(Hydroxy)chloroquine is één van de antivirale middelen die het RIVM op dit moment adviseert bij de experimentele / off-label behandeling van COVID-19 (https://swab.nl/nl/covid-19). Chloroquine is bekend als een antimalariamiddel, dat ook wordt gebruikt in de behandeling van auto-immuun reumatoïde artritis. Vanuit die indicaties is bekend dat het middel ernstige neuropsychiatrische bijwerkingen kan hebben.
Chloroquine wordt in verband gebracht met verschillende neuropsychiatrische symptomen, zoals: psychose, agitatie, angst, stemmingsklachten, affectlabiliteit, desoriëntatie, verwardheid, delier en suïcidaliteit. Over het algemeen verdwijnen deze verschijnselen volledig nadat het middel gestopt wordt (Mascolo e.a. 2018). Het ontstaan van deze bijwerkingen is dosis- en duuronafhankelijk (Biswas e.a. 2014).
Kortom, de kans is groot dat psychiaters komende tijd in consult worden gevraagd bij patiënten die tijdens de behandeling van COVID-19 psychotische- of andere psychiatrische verschijnselen ontwikkelen. Dit zal dan vaak gaan om ernstig zieke patiënten. Als men online gaat zoeken naar informatie, dan blijkt dat er vrij weinig over bekend is. Een aantal zaken die van belang kunnen zijn bij de behandeling van een chloroquine-geïnduceerde psychose (CGP) hebben we hier op een rijtje gezet.
Kenmerken CGP
De verschijnselen bij een psychose na inname van chloroquine lijkt wat te verschillen met andere kortdurende psychotische episodes: vaker met visuele hallucinaties, derealisatie, agitatie en stemmingsstoornissen; maar met beter ziekte-inzicht.
Latentietijd CGP
In een studie was de latentietijd tussen chloroquine gebruik en het ontstaan van psychotische verschijnselen gemiddeld 100 uur (range 6 – 432 uur) (Biswas e.a. 2014).
Beleid bij CGP
- Het beleid bij psychotische verschijnselen bij chloroquine gebruik is het direct staken van chloroquine, echter in verband met een lange eliminatie tijd kan het tot twee maanden duren voordat het volledig uit het lichaam is geëlimineerd.
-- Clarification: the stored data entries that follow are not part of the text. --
Issue #1625, opened 2019-02-14
Add dropdown box to allow selecting more results per page


therealprof:
As discussed at the RaH it would be really handy to allow displaying more results per page to make it easier to find stuff when browsing through a largish category.

@sgrif mentioned he would be okay with allowing changing the display to up to 100 entries per page to keep load on the servers at an acceptable level.

carols10cents:
As discussed in https://github.com/rust-lang/crates.io/pull/1762, we decided to increase the number of crates on one page from 10 to 50, rather than offering a dropdown. The increase was implemented in #1883, and I'm going to be deploying it in a little bit, so I'm closing this issue. Thanks!

PR #1762, opened 2019-06-09
Add dropdown box to allow selecting more results per page

daubaris:
#1625

### DIFF
--- a/app/controllers/crates.js
+++ b/app/controllers/crates.js
@@ -25,4 +25,16 @@ export default Controller.extend(PaginationMixin, {
             return 'Alphabetical';
         }
     }),
+
+    resultCount: computed('per_page', function() {
+        if (this.per_page === 10) {
+            return 10;
+        } else if (this.per_page === 20) {
+            return 20;
+        } else if (this.per_page === 50) {
+            return 50;
+        } else {
+            return 100;
+        }
+    }),
 });
--- a/app/routes/crates.js
+++ b/app/routes/crates.js
@@ -5,6 +5,7 @@ export default Route.extend({
         letter: { refreshModel: true },
         page: { refreshModel: true },
         sort: { refreshModel: true },
+        per_page: { refreshModel: true },
     },
 
     model(params) {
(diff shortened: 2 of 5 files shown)


sgrif:
Rather than adding a dropdown for this, could we just up the default sent by the frontend?

daubaris:
You mean to just increase the `per_page` value to 100 to be the default value instead of 10?
https://github.com/rust-lang/crates.io/blob/922a7c92abbb6e750f4d61595ac13d88c8b63fbf/app/controllers/crates.js#L11

sgrif:
I'd go with either 20 or 50 instead of 100, but yes

daubaris:
Wouldn't be better to leave the dropdown just to provide flexibility for the user or will this cause any performance issues? Just curious.

sgrif:
I'm not sure that a dropdown to configure this really adds that much
value, but I'm open to being convinced otherwise. Does anyone ever use
these to lower the number of records displayed?

On Fri, Jun 14, 2019 at 1:28 PM daubaris <notifications@github.com> wrote:
>
> Wouldn't be better to leave the dropdown just to provide flexibility for the user or will this cause any performance issues? Just curious.
>
> —
> You are receiving this because you commented.
> Reply to this email directly, view it on GitHub, or mute the thread.



-- 

Thanks,
Sean Griffin

kzys:
FYI, https://metacpan.org/search?size=20&q=foo is having a way to change the page size. https://rubygems.org/search?utf8=✓&query=foo, https://www.npmjs.com/search?q=foo and https://pypi.org/search/?q=foo don't provide the one.

Personally I'd like to increase the default page count to keep it simple.

locks:
Increasing the default page seems like a nice small improvement!

sgrif:
@daubaris Are you interested in amending this to increase the default?

carols10cents:
I'm sorry we've let this PR sit for so long! I'm going to close it since it's gotten out of date and since there's https://github.com/rust-lang/crates.io/pull/1883 that implemented the discussed modifications. Thank you!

- Er kan een antipsychoticum gestart worden ter behandeling van ernstige psychotische verschijnselen. Uit onderzoek blijkt dat meerdere antipsychotica QTc-tijd verlenging geven. Dit is dosisafhankelijk (Zoeteman e.a. 2001). Risicoverhogende factoren zijn: preexistente QTc tijd verlenging (>480ms), familiaire ritmestoornissen, Qtc tijd verlengende medicatie, hypokaliemie van minder dan 3.5 mmol/l, cardiale symptomen (syncope, hartkloppingen, dyspnoe en angina), leeftijd ouder dan 70 jaar en het vrouwelijk geslacht. Haloperidol, quetiapine, olanzapine en risperidon hebben slechts een mild QTc-verlengend effect, vooral in lage dosering (Zorgstandaard ‘Bijwerkingen’, Akwa GGZ, 2017). Aangeraden wordt dus een van deze middelen in lage dosering te starten. Bij patiënten met hoge doseringen antipsychotica of andere risicofactoren voor Qtc tijd verlenging is het aan te bevelen voor het starten van de medicatie een uitgangs-ECG te maken en dit na instelling op antipsychotica te herhalen. Bij toename QTc tijd van meer dan 60 ms of een QTc tijd hoger dan 500 ms is het van belang een ander middel te overwegen of antipsychotica te stoppen.
- Bij ernstige agitatie kan er gekozen worden voor lorazepam of midazolam. Doseringen hiervan moeten zo laag mogelijk gehouden worden in verband met risico op ademdepressie.
Referenties
Mascolo A, Berrino PM, Gareri P, Castagna A, Capuano A, Manzo C, Berrino L. Neuropsychiatric clinical manifestations in elderly patients treated with hydroxychloroquine: a review article. Inflammopharmacology. 2018 Oct;26(5):1141-1149.
Biswas PS, Sen D, Majumdar R. Psychosis following chloroquine ingestion: a 10-year comparative study from a malaria-hyperendemic district of India. Gen Hosp Psychiatry. 2014 Mar-Apr;36(2):181-6.
Zoeteman JB, Meesters PD, Wilde AAM. Antipsychotica, qt-verlenging en het risico van hartritmestoornissen: consequenties voor de klinische praktijk. Tijdschrift voor Psychiatrie. 2001 43; 11: 787-791.